タチウオの骨は他の魚と構造が異なります。
最大の特徴は「骨の柔らかさ」と「主上骨(しゅじょうこつ)」の存在。
釣り人が知っておくと役立つ太刀魚の骨の秘密をわかりやすく解説します。
最初に
タチウオ(太刀魚)はその名の通り、刀のように細長く光り輝く魚。
見た目が印象的なだけでなく、骨の構造にも他の魚とは違う“独特の特徴”があります。
一般的な魚は骨が硬く、身と骨が明確に分かれていますが、タチウオは骨が柔らかく、調理方法によっては“骨ごと食べられる”ほどです。
この記事では、タチウオの骨の柔らかさの理由と、「主上骨(しゅじょうこつ)」という特殊な骨構造について詳しく解説します。
タチウオの骨は柔らかい?
驚くほどしなやかな骨
タチウオの骨は非常に柔らかく、指で押すと少したわむほどです。
これは、タチウオの生活環境と泳ぎ方に深く関係しています。
タチウオは海底付近ではなく、中層〜表層をゆったりと泳ぐ魚。
急なターンや瞬発的な動きをするために、骨格が「しなやかに曲がる構造」になっているのです。
骨が軽く、体が浮きやすい構造
タチウオには「浮き袋(うきぶくろ)」がありません。
その代わり、骨自体が軽く柔らかいことで浮力を補っています。
この“軽量骨格”が、水中での安定性とスピードを両立させているのです。
主上骨(しゅじょうこつ)とは?
タチウオ特有の骨構造
タチウオの骨の中で特に特徴的なのが「主上骨(しゅじょうこつ)」と呼ばれる部分です。

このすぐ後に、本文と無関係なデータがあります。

PR #4805, opened 2016-10-25
[Bug 18642] Fix crash on iOS 10 when calling mobileGetNotificationDetails

livecodepanos:
1. Using `mobileCreateLocalNotification alertBody, alertButtonMessage, alertPayload, alertTime, playSound [, badgeValue]` successfully creates a local notification on both iOS 9 and 10.
2. The LC param `alertButtonMessage` corresponds to `[t_local_notification alertAction]`
3. Setting this param works as expected on both iOS 9 and 10.

However, getting this param on iOS 10 ( `[t_local_notification alertAction]`) returns `nil`, which causes a crash when calling `mobileGetNotificationDetails`

This patch fixes the crash. However, if one examines the array returned by `mobileGetNotificationDetails`:

iOS 9: `alertButtonMessage = myAlertButtonMessage`
iOS 10: `alertButtonMessage = ""`

### DIFF
--- a/docs/notes/bugfix-18642.md
+++ b/docs/notes/bugfix-18642.md
@@ -1,0 +1,1 @@
+# Fixed crash on iOS 10 when trying to read local notifications
--- a/engine/src/mbliphonenotification.mm
+++ b/engine/src/mbliphonenotification.mm
@@ -119,9 +119,20 @@ bool MCSystemGetNotificationDetails(int32_t p_id, MCNotification &r_notification
         UILocalNotification* t_local_notification = [t_scheduled_local_notifications objectAtIndex:i];
         if (atoi ([[t_local_notification.userInfo objectForKey:@"notificationId"] cStringUsingEncoding:NSMacOSRomanStringEncoding]) == p_id) 
         {
-            MCStringCreateWithCFString ((CFStringRef)[t_local_notification alertBody], r_notification.body); // or ""
-            MCStringCreateWithCFString ((CFStringRef)[t_local_notification alertAction], r_notification.action); // or ""
-            MCStringCreateWithCFString ((CFStringRef)[t_local_notification.userInfo objectForKey:@"payload"], r_notification.user_info);
+			if ([t_local_notification alertBody] == nil)
+				r_notification.body = MCValueRetain(kMCEmptyString);
+			else
+				MCStringCreateWithCFString ((CFStringRef)[t_local_notification alertBody], r_notification.body); // or ""
+			
+			if ([t_local_notification alertAction] == nil)
+				r_notification.action = MCValueRetain(kMCEmptyString);
+			else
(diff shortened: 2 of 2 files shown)


montegoulding:
@livecodepanos I wonder if `MCStringCreateWithCFString` should do the check for nil? Seems quite similar to the problem in #4806

peter-b:
@montegoulding What's the usual pattern with Objective C APIs?  Do they usually accept `nil` for strings?

montegoulding:
No, but this is a conversion of nil -> LC value. The main reason I suggested it is because we either need to remember to do what @livecodepanos has done here on APIs that might return nil or Apple might decide one day to change to occasionally return nil or we just handle the case in one location and always convert nil to the empty string.

peter-b:
@montegoulding My feeling is that "the argument is a valid `CFString`" is a necessary precondition for calling `MCStringCreateWithCFString`, and should be asserted.

In the long run we could probably have something similar to [`g_return_val_if_fail()`](https://developer.gnome.org/glib/stable/glib-Warnings-and-Assertions.html#g-return-val-if-fail) which aborts in debug builds and prints a critical message and attempts to stagger along without killing the program in release mode

montegoulding:
OK then

peter-b:
@montegoulding I wish C++ had a type which was something along the lines of "a pointer that is not allowed to ever be null", but sadly it doesn't :-(

peter-b:
@montegoulding @livecodepanos On further investigation, it looks like the reason iOS is handing us a null pointer here instead of a valid `CFString` is because in iOS 10 the `UILocalNotification` API is deprecated, and one is supposed to use the `UNLocalNotification` API instead.  My guess is that we're getting null pointers because the values we gave iOS when setting up the notification aren't relevant to the new system and are just getting thrown away by iOS.

I will open a new bug report for updating to the `UNLocalNotification` API.

@livecode-vulcan review ok 07b3fcf

livecode-vulcan:
💙 review by @peter-b ok 07b3fcff2bdfd2a9b3c23f807aee656589c0398d

livecode-vulcan:
😎 test success 07b3fcff2bdfd2a9b3c23f807aee656589c0398d
- try-community-linux-x86: [success](https://vulcan.livecode.com/builders/try-community-linux-x86/builds/502)
- try-community-mac: [success](https://vulcan.livecode.com/builders/try-community-mac/builds/507)
- try-community-linux-x86_64: [success](https://vulcan.livecode.com/builders/try-community-linux-x86_64/builds/502)
- try-community-emscripten: [success](https://vulcan.livecode.com/builders/try-community-emscripten/builds/502)
- try-community-ios: [success](https://vulcan.livecode.com/builders/try-community-ios/builds/508)
- try-community-win-x86: [success](https://vulcan.livecode.com/builders/try-community-win-x86/builds/502)
- try-community-android-armv6: [success](https://vulcan.livecode.com/builders/try-community-android-armv6/builds/502)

これは、背中側に沿って伸びる太い主骨で、まるで“背骨を支える柱”のような役割を果たしています。
一般的な魚は脊椎骨(せきついこつ)が中心となり、そこから肋骨が左右に伸びていますが、タチウオはこの主上骨が背中側に張り出しているため、体の形が扁平(へんぺい)になっています。
細長い体を支えるための工夫
タチウオの体は非常に細長く、しかも背中がわずかに反っています。
もし他の魚と同じような骨構造なら、泳いでいるうちに体が折れやすくなってしまいます。
主上骨は、この長い体を“板のように支える役割”を持っており、まさにタチウオの姿を成立させている重要な骨なのです。
骨の柔らかさと主上骨の関係
柔らかいだけでは体を支えきれません。
そこで、タチウオは「しなる骨」と「太い主上骨」の2つを使い分けています。
・背中側:主上骨が体の強度を維持
・胴体部分:柔らかい骨で可動性を確保
このバランスによって、細長いのに折れず、滑るように泳ぐことができるのです。
また、夜行性のタチウオは水中で縦泳ぎをする習性があり、主上骨はその体勢を安定させる軸にもなっています。
食べる際の影響
背越し(セゴシ)に適する理由
タチウオの骨が柔らかいのは、調理面でも大きな利点です。
小型個体であれば、骨ごと薄く切って食べる「背越し(セゴシ)」が可能です。
主上骨も柔らかいため、口当たりが良く、骨が気になりません。
一方で、大型になると主上骨が太くなり、骨の存在感が増すため、刺身や塩焼きの方が向いています。
骨の柔らかさ=鮮度のバロメーター
タチウオは死後、時間が経つと骨が急速に硬くなります。
つまり、骨がまだしなるうちは“釣りたての新鮮な証拠”。
背越しにするなら、釣り上げてから数時間以内が理想です。
他の魚との違い
| 魚種 | 骨の特徴 | 主上骨の有無 | 背越し適性 |
|---|---|---|---|
| タチウオ | 柔らかく軽い | あり | ◎(小型のみ) |
| アジ | 硬く細い | なし | △ |
| イサキ | やや硬い | なし | ○(中型まで) |
| カマス | 柔らかめ | なし | ○ |
タチウオだけが“骨を支える主上骨”を持ち、骨そのものが柔軟で軽いという特徴を併せ持っています。
まとめ
タチウオの骨は、他の魚にはない独特な構造をしています。
最大の特徴は
・骨の柔らかさ
・主上骨(しゅじょうこつ)の存在
この2つの組み合わせが、タチウオの細長く美しい体を作り出しているのです。
釣り人にとっても、この骨の特性を知っておくことで、調理法の選択や鮮度判断に役立ちます。
要約
タチウオは「骨が柔らかい」「主上骨がある」という2つの特徴を持つ魚。
軽くしなやかな骨格によって、細長い体を保ちつつ水中で自在に泳ぐことができる。
主上骨はタチウオの背中側を支える大黒柱であり、この構造が「太刀」のような姿を作り出している。